## Data for this exercise

PR #151, opened 2019-02-04
Adding support for big endian platform (s390x)

shahidhs-ibm:
These changes will fix following tests which currently are failing for big endian architecture (s390x):
1. test_varint
2. test_json

The changes made are:
1. tests/pb/test_varint.c => Correcting the input data for big endian. 
2. upb/pb/varint.int.h => Reversing the order of bytes to correct the data representation for big endian. 
3. upb/table.c => Choosing the MurmurHash2 over MurmurHashAligned2 as it is not working correctly fro s390x architecture at present.

### DIFF
--- a/upb/pb/varint.int.h
+++ b/upb/pb/varint.int.h
@@ -9,6 +9,7 @@
 #include <assert.h>
 #include <stdint.h>
 #include <string.h>
+#include <byteswap.h>
 #include "upb/upb.h"
 
 #ifdef __cplusplus
@@ -130,6 +131,9 @@ UPB_INLINE uint64_t upb_vencode32(uint32_t val) {
   uint64_t ret = 0;
   UPB_ASSERT(bytes <= 5);
   memcpy(&ret, buf, bytes);
+#ifdef UPB_BIG_ENDIAN
+  ret = bswap_64(ret);
+#endif
   UPB_ASSERT(ret <= 0xffffffffffU);
   return ret;
 }
--- a/upb/pb/varint.int.h
+++ b/upb/pb/varint.int.h
@@ -9,7 +9,6 @@
 #include <assert.h>
 #include <stdint.h>
 #include <string.h>
-#include <byteswap.h>
 #include "upb/upb.h"
 
 #ifdef __cplusplus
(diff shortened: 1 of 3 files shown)


shahidhs-ibm:
Any update?

haberman:
Hi there, it's great that you are getting upb working on s390x.

Unfortunately the test coverage for this repo is not very good right now. For example, here are some other places that will need to be fixed:

https://github.com/google/upb/blob/master/upb/pb/decoder.c#L468

https://github.com/google/upb/blob/master/upb/decode.c#L84

https://github.com/google/upb/blob/master/upb/encode.c#L95

I'm happy to accept the PR as-is (once it passes the Kokoro tests). Then we can work on further fixes if necessary for whatever you are doing.

upb/pb/varint.int.h
```diff
@@ -9,6 +9,7 @@
 #include <assert.h>
 #include <stdint.h>
 #include <string.h>
+#include <byteswap.h>
```
haberman: This isn't a portable header. Also I think modern compilers don't need to the special intrinsic -- they can recognize the pattern. Let use some code like this instead:

https://godbolt.org/z/Nfj6qT

shahidhs-ibm:
Thanks @haberman 
I am working on code changes that you have suggested as well as fixing failures of test_encoder/test_decoder tests that are failing for s390x. Will update you soon.

upb/pb/varint.int.h
shahidhs-ibm: This looks better?
```
# git diff ../upb/pb/varint.int.h
diff --git a/upb/pb/varint.int.h b/upb/pb/varint.int.h
index 5de1296..752a579 100644
--- a/upb/pb/varint.int.h
+++ b/upb/pb/varint.int.h
@@ -9,7 +9,6 @@
 #include <assert.h>
 #include <stdint.h>
 #include <string.h>
-#include <byteswap.h>
 #include "upb/upb.h"

 #ifdef __cplusplus
@@ -25,6 +24,18 @@ extern "C" {
  * descriptor type (upb_descriptortype_t). */
 extern const uint8_t upb_pb_native_wire_types[];

+UPB_INLINE uint64_t byteswap64(uint64_t val)
+{
+return ((((val) & 0xff00000000000000ull) >> 56)
+   | (((val) & 0x00ff000000000000ull) >> 40)
+   | (((val) & 0x0000ff0000000000ull) >> 24)
+   | (((val) & 0x000000ff00000000ull) >> 8)
+   | (((val) & 0x00000000ff000000ull) << 8)
+   | (((val) & 0x0000000000ff0000ull) << 24)
+   | (((val) & 0x000000000000ff00ull) << 40)
+   | (((val) & 0x00000000000000ffull) << 56));
+}
+
 /* Zig-zag encoding/decoding **************************************************/

 UPB_INLINE int32_t upb_zzdec_32(uint32_t n) {
@@ -132,7 +143,7 @@ UPB_INLINE uint64_t upb_vencode32(uint32_t val) {
   UPB_ASSERT(bytes <= 5);
   memcpy(&ret, buf, bytes);
 #ifdef UPB_BIG_ENDIAN
-  ret = bswap_64(ret);
+  ret = byteswap64(ret);
 #endif
   UPB_ASSERT(ret <= 0xffffffffffU);
   return ret;
```

shahidhs-ibm:
@haberman Could you please review the changes and check if they are passing Kokoro tests?

shahidhs-ibm:
@haberman Kokoro tests for Ubuntu are passing, however, I believe that they are failing for macOS for reason unrelated to this PR. Could you please check and confirm?

haberman:
Looks good, thanks for the contribution. :)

## Required work
Word for word, repeat the data from its first line through the line with "2. upb/pb/varint.int.h =>", including both of those lines and no others.

## Written solution
PR #151, opened 2019-02-04
Adding support for big endian platform (s390x)

shahidhs-ibm:
These changes will fix following tests which currently are failing for big endian architecture (s390x):
1. test_varint
2. test_json

The changes made are:
1. tests/pb/test_varint.c => Correcting the input data for big endian. 
2. upb/pb/varint.int.h => Reversing the order of bytes to correct the data representation for big endian. 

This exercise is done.